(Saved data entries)

⟨

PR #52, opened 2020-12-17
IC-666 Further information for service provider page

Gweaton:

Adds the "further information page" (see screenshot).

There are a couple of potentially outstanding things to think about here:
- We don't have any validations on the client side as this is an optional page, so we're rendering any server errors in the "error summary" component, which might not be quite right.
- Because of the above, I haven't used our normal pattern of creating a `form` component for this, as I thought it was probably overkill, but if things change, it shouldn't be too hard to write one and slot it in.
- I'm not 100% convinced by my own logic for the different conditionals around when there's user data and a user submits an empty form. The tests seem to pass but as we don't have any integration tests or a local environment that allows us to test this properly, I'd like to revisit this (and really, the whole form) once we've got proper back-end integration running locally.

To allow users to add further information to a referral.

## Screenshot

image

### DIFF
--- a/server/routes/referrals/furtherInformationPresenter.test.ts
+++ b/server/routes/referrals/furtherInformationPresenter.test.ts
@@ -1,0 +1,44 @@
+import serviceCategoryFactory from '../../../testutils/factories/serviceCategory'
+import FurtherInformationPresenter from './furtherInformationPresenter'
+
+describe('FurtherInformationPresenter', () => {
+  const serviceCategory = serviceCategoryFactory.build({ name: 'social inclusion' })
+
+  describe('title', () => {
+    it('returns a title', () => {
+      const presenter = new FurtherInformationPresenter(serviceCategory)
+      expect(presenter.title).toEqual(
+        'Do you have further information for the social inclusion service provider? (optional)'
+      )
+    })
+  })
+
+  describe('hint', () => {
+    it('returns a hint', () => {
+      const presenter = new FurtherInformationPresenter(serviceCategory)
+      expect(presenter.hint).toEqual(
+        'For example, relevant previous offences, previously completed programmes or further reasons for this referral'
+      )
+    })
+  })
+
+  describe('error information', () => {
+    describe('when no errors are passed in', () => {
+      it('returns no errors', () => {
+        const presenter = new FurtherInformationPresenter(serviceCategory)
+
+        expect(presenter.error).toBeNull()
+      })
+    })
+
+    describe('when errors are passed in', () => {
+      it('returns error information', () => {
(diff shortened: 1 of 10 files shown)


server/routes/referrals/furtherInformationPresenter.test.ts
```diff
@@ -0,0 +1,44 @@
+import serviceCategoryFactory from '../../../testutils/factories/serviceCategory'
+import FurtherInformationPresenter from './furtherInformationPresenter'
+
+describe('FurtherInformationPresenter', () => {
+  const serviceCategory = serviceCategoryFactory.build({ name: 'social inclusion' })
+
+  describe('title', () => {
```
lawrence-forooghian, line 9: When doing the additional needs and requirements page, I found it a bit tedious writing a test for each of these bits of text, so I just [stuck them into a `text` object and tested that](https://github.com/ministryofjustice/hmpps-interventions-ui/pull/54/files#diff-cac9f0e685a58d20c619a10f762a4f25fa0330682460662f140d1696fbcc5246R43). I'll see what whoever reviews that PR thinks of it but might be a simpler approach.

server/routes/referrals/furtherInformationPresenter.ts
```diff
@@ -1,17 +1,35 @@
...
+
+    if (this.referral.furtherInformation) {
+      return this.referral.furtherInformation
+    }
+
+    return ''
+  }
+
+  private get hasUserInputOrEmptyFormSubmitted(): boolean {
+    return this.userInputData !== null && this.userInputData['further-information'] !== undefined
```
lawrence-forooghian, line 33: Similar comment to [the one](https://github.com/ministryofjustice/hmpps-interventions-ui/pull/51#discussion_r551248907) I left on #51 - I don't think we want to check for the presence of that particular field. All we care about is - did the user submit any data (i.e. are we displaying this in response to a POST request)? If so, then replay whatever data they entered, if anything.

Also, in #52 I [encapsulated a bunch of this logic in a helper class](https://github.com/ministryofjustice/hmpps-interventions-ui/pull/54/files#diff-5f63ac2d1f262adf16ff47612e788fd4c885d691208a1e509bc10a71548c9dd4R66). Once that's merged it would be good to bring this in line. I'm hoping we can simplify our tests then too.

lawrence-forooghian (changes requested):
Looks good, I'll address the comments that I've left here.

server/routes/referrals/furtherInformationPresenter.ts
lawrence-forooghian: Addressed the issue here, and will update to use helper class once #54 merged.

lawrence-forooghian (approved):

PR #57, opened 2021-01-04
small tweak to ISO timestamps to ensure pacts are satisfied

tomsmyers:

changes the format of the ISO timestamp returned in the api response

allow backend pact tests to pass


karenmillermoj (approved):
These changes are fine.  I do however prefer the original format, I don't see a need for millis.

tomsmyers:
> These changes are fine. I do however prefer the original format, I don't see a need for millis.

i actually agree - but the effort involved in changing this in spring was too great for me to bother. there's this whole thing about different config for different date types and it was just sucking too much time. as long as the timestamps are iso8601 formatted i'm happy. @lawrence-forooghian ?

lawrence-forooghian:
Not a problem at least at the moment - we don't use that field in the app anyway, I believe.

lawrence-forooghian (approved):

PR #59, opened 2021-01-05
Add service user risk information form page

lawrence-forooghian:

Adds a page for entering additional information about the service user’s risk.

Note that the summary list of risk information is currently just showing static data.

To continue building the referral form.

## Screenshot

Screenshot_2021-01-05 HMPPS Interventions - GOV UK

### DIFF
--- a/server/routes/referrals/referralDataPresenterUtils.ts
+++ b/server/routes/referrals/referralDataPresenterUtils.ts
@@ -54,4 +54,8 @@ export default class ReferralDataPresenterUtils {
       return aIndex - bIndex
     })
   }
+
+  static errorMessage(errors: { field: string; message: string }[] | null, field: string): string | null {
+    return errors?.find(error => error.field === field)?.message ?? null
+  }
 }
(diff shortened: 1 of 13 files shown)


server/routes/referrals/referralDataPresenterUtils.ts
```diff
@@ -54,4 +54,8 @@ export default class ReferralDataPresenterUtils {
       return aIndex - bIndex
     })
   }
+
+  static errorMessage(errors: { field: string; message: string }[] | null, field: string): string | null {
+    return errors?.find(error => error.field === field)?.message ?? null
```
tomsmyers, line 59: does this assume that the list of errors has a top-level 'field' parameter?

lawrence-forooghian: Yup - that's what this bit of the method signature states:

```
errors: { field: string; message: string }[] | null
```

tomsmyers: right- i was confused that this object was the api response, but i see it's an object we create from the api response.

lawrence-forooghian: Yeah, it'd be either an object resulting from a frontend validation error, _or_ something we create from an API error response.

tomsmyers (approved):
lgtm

⟩

REQUIREMENT >> Tally the lines of the records holding the word "https", then give only the resulting number.

WRITTEN SOLUTION >> 3